__PROBLEM REQUIREMENTS__
Pick out the lines below with "Sorry" and list them.

=== Section Start ===

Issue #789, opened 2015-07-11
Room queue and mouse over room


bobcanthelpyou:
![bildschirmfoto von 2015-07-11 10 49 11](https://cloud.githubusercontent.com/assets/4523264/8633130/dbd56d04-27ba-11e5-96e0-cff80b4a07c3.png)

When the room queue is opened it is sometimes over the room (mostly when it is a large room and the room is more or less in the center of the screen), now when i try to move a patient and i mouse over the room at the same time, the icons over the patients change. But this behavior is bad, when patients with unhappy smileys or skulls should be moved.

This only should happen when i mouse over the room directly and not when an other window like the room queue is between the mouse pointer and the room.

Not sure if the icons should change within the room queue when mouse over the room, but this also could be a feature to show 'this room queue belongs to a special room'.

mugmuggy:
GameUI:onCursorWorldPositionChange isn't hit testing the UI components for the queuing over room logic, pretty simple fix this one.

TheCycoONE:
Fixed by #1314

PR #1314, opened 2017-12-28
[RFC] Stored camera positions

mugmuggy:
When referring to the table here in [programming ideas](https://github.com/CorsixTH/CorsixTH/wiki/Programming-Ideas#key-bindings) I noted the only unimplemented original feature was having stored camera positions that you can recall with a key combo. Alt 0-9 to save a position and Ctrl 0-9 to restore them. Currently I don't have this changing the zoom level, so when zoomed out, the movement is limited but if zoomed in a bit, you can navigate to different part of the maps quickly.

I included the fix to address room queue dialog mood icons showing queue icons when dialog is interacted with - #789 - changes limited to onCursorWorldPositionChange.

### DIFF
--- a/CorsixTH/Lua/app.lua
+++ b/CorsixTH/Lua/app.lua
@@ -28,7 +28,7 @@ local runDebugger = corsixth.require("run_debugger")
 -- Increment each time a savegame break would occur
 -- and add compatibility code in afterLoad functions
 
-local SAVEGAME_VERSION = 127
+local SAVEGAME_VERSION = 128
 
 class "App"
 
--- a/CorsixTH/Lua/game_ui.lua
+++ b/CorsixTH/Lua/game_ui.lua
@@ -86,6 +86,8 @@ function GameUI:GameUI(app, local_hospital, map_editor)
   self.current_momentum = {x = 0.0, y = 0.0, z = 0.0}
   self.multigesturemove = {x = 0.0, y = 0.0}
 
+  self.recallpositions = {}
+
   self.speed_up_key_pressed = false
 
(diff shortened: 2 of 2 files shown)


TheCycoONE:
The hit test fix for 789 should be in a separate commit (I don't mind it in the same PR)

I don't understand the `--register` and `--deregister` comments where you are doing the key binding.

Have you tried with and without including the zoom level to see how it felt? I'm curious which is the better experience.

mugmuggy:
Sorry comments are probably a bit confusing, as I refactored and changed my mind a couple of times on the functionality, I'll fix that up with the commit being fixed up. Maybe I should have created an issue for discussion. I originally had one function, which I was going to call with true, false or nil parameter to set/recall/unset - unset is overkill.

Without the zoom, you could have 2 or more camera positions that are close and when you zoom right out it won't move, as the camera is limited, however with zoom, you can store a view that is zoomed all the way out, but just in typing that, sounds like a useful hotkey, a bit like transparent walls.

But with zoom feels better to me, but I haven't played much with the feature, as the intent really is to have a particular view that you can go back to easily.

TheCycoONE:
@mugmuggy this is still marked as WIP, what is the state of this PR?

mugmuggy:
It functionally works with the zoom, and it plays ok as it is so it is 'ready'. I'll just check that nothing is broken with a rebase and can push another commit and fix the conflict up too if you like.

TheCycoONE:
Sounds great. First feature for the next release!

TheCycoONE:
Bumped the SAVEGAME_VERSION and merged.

=== Section End ===
=== Section Start ===

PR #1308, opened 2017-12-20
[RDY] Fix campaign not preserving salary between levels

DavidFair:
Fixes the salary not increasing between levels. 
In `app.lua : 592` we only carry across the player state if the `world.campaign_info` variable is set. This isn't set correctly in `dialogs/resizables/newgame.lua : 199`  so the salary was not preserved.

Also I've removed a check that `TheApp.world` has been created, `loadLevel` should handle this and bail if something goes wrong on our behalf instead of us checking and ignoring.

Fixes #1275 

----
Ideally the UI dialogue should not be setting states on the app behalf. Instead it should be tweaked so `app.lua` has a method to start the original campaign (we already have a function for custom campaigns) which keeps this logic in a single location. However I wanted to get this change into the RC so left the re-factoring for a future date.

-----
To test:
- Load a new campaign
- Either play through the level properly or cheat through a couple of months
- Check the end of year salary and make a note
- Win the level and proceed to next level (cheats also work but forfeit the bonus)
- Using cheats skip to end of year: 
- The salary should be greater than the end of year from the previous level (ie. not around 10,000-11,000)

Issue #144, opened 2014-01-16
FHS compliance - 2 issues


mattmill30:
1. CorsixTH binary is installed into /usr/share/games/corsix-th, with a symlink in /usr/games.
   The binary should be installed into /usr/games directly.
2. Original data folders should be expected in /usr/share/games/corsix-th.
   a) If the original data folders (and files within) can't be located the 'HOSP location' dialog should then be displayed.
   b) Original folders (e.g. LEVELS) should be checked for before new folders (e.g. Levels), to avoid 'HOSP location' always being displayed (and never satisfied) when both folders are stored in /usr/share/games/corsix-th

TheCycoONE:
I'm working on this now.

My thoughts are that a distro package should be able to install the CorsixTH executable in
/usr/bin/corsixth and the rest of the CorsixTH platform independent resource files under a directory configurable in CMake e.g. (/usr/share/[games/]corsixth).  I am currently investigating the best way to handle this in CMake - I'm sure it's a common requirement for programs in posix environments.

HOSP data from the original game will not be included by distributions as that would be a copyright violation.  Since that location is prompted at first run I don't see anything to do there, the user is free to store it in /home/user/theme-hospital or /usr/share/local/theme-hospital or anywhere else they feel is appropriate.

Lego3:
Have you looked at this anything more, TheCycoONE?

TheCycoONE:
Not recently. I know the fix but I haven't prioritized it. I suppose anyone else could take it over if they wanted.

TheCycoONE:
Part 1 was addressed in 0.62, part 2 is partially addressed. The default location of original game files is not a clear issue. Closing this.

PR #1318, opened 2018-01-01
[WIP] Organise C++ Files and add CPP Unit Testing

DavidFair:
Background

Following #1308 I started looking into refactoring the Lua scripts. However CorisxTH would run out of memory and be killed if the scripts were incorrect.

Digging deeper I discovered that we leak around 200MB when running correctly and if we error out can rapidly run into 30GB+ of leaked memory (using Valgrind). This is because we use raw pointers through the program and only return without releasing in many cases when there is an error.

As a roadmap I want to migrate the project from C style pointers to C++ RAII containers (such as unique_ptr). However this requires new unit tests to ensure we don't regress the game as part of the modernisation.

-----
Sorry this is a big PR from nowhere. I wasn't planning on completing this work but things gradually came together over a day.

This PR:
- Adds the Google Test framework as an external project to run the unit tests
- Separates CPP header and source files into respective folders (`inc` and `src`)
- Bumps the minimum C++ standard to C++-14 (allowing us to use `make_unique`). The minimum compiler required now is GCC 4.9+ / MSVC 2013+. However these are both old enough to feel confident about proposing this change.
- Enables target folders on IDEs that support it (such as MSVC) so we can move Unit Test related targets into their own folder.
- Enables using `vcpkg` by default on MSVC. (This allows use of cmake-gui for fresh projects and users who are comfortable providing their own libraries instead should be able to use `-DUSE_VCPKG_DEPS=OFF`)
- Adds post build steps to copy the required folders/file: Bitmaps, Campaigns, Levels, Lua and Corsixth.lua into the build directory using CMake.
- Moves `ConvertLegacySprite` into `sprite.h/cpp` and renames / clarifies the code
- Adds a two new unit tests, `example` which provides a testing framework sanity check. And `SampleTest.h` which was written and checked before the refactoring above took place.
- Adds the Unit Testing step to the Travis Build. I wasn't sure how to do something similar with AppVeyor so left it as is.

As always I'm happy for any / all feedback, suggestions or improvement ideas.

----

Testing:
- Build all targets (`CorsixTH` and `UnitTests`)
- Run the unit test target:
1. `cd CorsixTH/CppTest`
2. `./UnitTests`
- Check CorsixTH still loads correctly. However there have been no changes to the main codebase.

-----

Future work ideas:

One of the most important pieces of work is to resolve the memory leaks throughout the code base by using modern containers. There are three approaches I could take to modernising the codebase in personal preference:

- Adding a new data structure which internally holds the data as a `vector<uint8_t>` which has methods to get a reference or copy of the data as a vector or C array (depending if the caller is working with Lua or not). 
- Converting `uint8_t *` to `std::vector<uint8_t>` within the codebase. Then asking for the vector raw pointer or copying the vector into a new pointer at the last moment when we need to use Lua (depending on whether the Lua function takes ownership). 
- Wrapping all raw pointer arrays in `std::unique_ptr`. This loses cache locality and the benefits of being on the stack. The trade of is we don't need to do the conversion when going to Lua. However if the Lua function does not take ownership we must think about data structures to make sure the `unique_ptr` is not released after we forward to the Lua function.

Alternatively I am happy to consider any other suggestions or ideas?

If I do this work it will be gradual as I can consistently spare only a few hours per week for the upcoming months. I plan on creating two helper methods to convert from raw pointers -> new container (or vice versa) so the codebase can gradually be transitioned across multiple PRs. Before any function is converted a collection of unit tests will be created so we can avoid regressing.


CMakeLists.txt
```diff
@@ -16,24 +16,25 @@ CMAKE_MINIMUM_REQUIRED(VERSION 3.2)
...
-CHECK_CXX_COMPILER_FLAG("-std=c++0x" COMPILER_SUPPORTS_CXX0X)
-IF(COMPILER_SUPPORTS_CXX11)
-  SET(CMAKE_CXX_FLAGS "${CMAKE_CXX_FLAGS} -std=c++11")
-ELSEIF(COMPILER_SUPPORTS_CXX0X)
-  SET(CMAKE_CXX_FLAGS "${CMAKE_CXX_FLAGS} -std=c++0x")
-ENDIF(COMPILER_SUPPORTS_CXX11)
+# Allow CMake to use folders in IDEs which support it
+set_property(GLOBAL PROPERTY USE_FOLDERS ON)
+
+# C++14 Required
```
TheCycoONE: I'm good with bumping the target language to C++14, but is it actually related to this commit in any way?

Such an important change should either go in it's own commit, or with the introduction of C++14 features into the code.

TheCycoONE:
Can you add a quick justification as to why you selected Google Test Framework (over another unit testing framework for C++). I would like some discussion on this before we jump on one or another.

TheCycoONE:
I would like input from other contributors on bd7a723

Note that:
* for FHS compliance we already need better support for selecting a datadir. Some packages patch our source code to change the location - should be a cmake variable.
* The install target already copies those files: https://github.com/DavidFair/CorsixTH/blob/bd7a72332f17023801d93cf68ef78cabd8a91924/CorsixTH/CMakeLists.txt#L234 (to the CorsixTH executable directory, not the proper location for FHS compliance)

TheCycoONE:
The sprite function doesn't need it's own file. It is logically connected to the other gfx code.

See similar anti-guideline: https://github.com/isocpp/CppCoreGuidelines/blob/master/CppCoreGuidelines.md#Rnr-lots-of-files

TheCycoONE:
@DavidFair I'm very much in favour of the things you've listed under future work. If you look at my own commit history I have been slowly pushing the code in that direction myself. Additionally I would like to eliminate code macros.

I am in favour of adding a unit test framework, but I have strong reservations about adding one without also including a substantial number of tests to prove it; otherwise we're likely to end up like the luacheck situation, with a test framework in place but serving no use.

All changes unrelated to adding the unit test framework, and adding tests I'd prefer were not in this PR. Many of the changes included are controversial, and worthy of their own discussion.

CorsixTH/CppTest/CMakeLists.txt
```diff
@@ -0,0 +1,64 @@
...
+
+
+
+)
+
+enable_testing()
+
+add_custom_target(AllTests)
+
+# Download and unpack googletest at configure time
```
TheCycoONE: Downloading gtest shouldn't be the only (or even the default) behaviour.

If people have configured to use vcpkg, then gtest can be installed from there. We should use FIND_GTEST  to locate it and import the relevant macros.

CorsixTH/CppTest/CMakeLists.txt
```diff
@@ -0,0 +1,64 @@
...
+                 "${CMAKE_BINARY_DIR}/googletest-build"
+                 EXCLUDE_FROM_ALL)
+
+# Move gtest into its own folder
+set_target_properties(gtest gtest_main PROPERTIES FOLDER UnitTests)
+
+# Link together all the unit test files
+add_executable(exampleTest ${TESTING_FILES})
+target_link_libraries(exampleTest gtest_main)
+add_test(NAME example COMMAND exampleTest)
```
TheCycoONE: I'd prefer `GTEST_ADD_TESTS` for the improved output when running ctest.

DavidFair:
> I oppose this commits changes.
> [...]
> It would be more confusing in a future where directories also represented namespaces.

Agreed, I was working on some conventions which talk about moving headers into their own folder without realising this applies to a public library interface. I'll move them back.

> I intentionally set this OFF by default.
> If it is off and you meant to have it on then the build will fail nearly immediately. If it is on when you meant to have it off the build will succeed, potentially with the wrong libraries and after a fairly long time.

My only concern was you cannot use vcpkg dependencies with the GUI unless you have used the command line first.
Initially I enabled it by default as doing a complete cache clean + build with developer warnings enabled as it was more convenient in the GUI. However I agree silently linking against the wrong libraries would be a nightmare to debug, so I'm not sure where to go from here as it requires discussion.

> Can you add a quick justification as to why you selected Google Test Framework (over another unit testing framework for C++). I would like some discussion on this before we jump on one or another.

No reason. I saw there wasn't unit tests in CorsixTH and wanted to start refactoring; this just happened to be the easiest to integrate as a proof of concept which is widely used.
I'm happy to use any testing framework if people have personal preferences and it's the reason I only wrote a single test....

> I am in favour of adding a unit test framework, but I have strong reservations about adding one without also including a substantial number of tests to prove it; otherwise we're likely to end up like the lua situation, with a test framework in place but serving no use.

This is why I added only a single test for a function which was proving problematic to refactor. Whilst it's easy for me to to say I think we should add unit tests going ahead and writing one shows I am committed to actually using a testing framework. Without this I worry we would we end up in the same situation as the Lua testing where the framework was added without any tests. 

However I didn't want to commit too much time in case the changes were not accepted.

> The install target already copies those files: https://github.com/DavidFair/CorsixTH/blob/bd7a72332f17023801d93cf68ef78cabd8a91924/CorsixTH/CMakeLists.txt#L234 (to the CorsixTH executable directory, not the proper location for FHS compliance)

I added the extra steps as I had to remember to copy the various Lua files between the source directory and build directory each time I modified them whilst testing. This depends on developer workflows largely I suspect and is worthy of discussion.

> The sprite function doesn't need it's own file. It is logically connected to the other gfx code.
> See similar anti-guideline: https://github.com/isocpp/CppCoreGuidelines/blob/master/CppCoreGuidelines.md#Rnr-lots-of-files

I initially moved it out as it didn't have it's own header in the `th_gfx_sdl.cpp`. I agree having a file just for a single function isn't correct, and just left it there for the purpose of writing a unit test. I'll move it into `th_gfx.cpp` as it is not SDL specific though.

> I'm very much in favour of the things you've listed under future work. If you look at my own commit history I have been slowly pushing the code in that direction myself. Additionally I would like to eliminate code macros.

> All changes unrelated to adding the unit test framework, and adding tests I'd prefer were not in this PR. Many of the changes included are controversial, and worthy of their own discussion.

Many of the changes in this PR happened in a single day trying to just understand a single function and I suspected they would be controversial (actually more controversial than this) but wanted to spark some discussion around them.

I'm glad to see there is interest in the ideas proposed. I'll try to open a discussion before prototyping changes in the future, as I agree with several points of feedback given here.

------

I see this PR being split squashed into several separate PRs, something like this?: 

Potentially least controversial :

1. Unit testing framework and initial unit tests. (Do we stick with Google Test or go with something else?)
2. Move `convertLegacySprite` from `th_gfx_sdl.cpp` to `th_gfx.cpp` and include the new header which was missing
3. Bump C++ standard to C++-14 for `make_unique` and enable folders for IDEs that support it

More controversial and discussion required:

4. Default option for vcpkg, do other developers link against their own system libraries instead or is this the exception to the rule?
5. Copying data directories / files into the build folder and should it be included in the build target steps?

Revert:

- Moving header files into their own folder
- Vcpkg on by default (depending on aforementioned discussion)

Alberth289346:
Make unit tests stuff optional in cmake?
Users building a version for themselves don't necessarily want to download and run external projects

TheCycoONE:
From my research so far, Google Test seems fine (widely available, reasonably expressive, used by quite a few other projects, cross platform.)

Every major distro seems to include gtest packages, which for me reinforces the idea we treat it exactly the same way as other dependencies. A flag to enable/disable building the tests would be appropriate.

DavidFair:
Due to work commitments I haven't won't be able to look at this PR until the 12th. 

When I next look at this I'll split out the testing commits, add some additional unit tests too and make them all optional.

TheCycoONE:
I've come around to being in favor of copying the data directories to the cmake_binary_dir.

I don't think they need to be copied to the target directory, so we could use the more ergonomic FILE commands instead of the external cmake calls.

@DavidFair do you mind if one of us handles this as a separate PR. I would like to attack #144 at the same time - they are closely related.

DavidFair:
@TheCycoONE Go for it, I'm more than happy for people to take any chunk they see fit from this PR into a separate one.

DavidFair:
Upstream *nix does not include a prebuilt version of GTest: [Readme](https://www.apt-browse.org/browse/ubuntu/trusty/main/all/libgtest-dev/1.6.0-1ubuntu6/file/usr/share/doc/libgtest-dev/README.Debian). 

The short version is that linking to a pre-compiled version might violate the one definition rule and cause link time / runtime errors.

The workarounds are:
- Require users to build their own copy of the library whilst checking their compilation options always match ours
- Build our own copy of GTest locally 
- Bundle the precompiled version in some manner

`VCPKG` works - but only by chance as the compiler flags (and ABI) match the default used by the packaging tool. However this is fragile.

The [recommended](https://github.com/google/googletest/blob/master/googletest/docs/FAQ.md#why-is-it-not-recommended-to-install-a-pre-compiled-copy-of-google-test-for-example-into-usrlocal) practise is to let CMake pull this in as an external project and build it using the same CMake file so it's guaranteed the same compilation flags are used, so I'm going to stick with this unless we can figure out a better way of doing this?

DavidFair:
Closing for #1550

=== Section End ===
=== Section Start ===

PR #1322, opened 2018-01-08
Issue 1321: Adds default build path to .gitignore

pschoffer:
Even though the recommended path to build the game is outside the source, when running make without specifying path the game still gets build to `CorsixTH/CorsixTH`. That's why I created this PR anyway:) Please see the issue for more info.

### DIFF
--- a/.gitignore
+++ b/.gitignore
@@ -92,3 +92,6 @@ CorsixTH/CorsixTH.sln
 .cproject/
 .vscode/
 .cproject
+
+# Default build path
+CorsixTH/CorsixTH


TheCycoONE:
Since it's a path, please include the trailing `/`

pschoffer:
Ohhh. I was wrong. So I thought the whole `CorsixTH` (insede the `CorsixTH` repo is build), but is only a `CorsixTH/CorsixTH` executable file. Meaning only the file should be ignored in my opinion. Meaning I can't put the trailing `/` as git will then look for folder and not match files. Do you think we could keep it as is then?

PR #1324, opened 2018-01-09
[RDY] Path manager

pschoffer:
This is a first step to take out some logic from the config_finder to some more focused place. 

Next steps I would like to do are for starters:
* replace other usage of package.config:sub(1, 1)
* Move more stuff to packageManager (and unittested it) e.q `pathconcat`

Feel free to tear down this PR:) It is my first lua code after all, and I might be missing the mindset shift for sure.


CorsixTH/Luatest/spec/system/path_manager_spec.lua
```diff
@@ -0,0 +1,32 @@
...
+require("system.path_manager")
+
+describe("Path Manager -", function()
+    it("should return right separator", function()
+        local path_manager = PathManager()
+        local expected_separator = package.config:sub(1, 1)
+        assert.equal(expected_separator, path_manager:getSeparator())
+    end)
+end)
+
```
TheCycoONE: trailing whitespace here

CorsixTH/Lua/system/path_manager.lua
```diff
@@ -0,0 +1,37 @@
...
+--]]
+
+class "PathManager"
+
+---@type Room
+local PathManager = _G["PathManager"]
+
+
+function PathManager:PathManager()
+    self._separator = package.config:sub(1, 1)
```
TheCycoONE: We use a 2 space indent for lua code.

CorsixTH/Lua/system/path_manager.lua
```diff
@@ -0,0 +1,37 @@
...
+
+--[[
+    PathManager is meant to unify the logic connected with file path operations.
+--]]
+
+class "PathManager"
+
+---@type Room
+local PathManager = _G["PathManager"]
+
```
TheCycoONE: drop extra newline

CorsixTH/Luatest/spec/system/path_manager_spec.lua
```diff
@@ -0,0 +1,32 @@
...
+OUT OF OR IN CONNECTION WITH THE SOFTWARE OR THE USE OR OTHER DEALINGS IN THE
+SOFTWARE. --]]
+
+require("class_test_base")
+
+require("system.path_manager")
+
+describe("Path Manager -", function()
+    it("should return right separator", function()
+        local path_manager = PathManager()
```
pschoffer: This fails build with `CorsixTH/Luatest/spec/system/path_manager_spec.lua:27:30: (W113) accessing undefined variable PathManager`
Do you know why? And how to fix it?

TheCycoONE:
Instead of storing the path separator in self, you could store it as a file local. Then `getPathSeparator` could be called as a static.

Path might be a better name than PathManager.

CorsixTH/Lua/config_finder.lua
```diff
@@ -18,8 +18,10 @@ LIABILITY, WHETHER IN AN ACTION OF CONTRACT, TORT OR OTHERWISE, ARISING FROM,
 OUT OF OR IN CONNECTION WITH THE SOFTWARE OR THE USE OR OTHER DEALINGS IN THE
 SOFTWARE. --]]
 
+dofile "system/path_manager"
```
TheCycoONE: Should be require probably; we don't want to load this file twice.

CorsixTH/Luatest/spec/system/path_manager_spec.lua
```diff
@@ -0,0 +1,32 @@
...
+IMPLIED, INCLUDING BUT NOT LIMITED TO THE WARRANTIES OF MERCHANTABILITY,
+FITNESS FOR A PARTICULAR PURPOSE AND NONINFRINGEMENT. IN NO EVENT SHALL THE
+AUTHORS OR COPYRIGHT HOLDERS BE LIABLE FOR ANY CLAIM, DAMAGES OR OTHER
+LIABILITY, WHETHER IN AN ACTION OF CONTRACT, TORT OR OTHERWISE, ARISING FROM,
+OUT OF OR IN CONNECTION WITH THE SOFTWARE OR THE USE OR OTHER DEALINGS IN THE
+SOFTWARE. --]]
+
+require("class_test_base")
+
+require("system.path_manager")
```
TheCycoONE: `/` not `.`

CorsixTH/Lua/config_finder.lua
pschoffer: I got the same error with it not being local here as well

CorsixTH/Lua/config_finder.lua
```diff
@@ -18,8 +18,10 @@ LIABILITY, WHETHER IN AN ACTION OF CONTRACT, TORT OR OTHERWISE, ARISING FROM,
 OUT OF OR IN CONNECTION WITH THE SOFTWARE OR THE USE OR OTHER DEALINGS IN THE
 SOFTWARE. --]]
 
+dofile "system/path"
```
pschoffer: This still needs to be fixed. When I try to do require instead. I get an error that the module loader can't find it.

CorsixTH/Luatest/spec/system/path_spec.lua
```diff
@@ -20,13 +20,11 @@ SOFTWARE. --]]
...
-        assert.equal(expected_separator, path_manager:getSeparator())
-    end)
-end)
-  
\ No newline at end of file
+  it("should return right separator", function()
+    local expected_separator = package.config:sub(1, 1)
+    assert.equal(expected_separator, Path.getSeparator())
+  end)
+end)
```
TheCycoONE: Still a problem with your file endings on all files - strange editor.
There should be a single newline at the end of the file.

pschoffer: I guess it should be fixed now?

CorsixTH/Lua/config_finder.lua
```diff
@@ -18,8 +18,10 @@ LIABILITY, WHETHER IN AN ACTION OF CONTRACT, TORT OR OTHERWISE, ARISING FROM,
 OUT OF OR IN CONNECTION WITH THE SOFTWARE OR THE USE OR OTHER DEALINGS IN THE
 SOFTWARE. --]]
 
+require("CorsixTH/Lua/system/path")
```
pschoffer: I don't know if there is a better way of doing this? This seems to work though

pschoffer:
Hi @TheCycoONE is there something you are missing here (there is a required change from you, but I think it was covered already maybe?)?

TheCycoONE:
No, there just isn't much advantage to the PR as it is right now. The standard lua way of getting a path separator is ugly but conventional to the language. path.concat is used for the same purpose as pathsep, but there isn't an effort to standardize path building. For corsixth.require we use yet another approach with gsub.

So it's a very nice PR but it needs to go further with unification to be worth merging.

=== Section End ===

__TASK OUTPUT__
Sorry comments are probably a bit confusing, as I refactored and changed my mind a couple of times on the functionality, I'll fix that up with the commit being fixed up. Maybe I should have created an issue for discussion. I originally had one function, which I was going to call with true, false or nil parameter to set/recall/unset - unset is overkill.
Sorry this is a big PR from nowhere. I wasn't planning on completing this work but things gradually came together over a day.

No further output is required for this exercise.